# Looking to buy new Jacket and Pants



## Guest (Feb 23, 2009)

I want to get a new jacket and pants and I was wondering what brands/styles I should look for. I don't want to spend more than $200 on the jacket and $150 for the pants. I was looking at the Burton System Jacket and Burton Noble gentlemans pants, are those any good? Any help would be appreciated.


----------



## Zee (Feb 21, 2008)

Check out the stuff at Snocon

It's ~50% off right now. I picked up a Volcom Jacket and pants for 1/2 price.


----------



## Guest (Feb 24, 2009)

Dude, thats plenty to spend if you are buying on a US site. Go to dogfunk.com and get a foursquare aaron or ruff jacket and then get the four square allen pants. You will be 100% Impressed I have the Ruff in the blue plaid with yellow allen pants. The ruff Jacket is superwarm for cold days but has awsome venting for when things warm up. It has more features than you can count and has a 25k waterproof rating. 
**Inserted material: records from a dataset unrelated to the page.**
Issue #1279, opened 2023-02-16
Tracking missing interop features.


duesee:
* [ ] Generate secret tree.

PR #1291, opened 2023-02-22
message protection kat

franziskuskiefer:
This adds the message protection kat.
It's not entirely finished bute generally passing. There are still a few todos in the kat that I added to #1279.

Note that this also makes the change from mlswg/mls-protocol#866.


openmls/src/group/core_group/mod.rs
```diff
@@ -909,7 +909,7 @@ impl CoreGroup {
         };
 
         // Build AuthenticatedContent
-        let mut commit = AuthenticatedContent::commit(
+        let mut authenticated_content = AuthenticatedContent::commit(
```
raphaelrobert, line 912: Just double-checking: is this renaming intended or some leftover from earlier?

raphaelrobert (approved):
Just one question. Feel free to merge otherwise.

openmls/src/group/core_group/mod.rs
franziskuskiefer: It's part of me debugging issues. And I found the name here confusing.
I'll click the auto-merge button. Please request change if you want it changed back.

franziskuskiefer:
Looks like #1280 broke some APIs. So this will have to wait.

PR #1294, opened 2023-02-23
Small refactor of CoreGroup message processing

kkohbrok:
This PR factors out the decryption process in `CoreGroup` message processing and adds two getters for test purposes.


franziskuskiefer (approved):
Thanks for the fixup. Loks like a generally useful refactor.

PR #1467, opened 2024-01-04
perf: small perf improvements

beltram:
Hey, I stumbled upon those small improvements while using the lib, I guess they deserve to be merged upstream 😄


raphaelrobert (approved):
Thanks!

PR #1468, opened 2024-01-05
Derive DeserializeBytes alongside Deserialize

kkohbrok:
This PR derives `tls_codec::DeserializeBytes` for all structs and enums that already derive `tls_codec::Deserialize`. It also implements manually `DeserializeBytes` for those that implement `Deserialize`. The "manual" implementations all follow the same pattern in that they internally rely on the `Deserialize` implementation of that struct/enum.


franziskuskiefer (approved):
Thanks lgtm.
We may want to put some of this behind feature flags at some point to avoid generating too much code. But let's do that when we get there.

PR #1470, opened 2024-01-09
Add credentials_to_verify method to StagedCommit

### LINKED ISSUE #1469: API: Make credential validation more convenient
Difficult to get credential validation right. API needs to be improved here

keks:
A StagedCommit can carry credentials in several different places,
all of which have to be verified. To make this easier on the caller,
we add the `credentials_to_verify` method on StagedCommit, which returns
an iterator over all the credentials in a StagedCommit that need to
be verified.

Also we add infrastructure in test_framework for letting the test code
decide which credentials would pass validation, by passing in a closure
that takes a &Credential and returns a bool, as well as a simple test
that serves as an example for how to use the function.

Fixes #1469

### DIFF
--- a/openmls/src/group/core_group/staged_commit.rs
+++ b/openmls/src/group/core_group/staged_commit.rs
@@ -458,41 +458,43 @@ impl StagedCommit {
             vec![]
         };
 
-        update_path_leaf_node_cred.into_iter().chain(
-            self.queued_proposals()
-                .map(|proposal: &QueuedProposal| match proposal.proposal() {
-                    Proposal::Update(update_proposal) => {
-                        vec![update_proposal.leaf_node().credential()].into_iter()
-                    }
-                    Proposal::Add(add_proposal) => {
-                        vec![add_proposal.key_package().leaf_node().credential()].into_iter()
-                    }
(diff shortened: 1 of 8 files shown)


franziskuskiefer (commented):
Thanks, lgtm. Only a few nits, then this can go in.

keks:
@franziskuskiefer wait, don't we need to do similar verification for Add and Update proposals?

franziskuskiefer (approved):
I'm fine with this.
@kkohbrok did you want to have a look at this as well?

kkohbrok (approved):
Generally looks good to me! In terms of credential verification, the spec also says, the application needs to verify that a credential update is valid, which probably involves comparing the old and the new credential in some way. I think that might be useful to add, but we don't have to do that in this PR. (And I think it would only be relevant for Credentials in Update and Path credentials.)

franziskuskiefer:
> which probably involves comparing the old and the new credential in some way

Good point. That information can be retrieved with the `members` function on the group. But having a getter for the ones that got updated would make life for applications easier.

franziskuskiefer:
@keks do you want to squash and merge?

Foursquare Ruff Down Jacket - Mens' - Free Shipping! from Dogfunk.com

Foursquare Allen Pant - Men's - Free Shipping! from Dogfunk.com


----------



## Guest (Feb 27, 2009)

i bought a burton system jacket from whiskey militia for around $90 and its been really solid. my only complaint is that there isnt a zipped pocket on the inside.


----------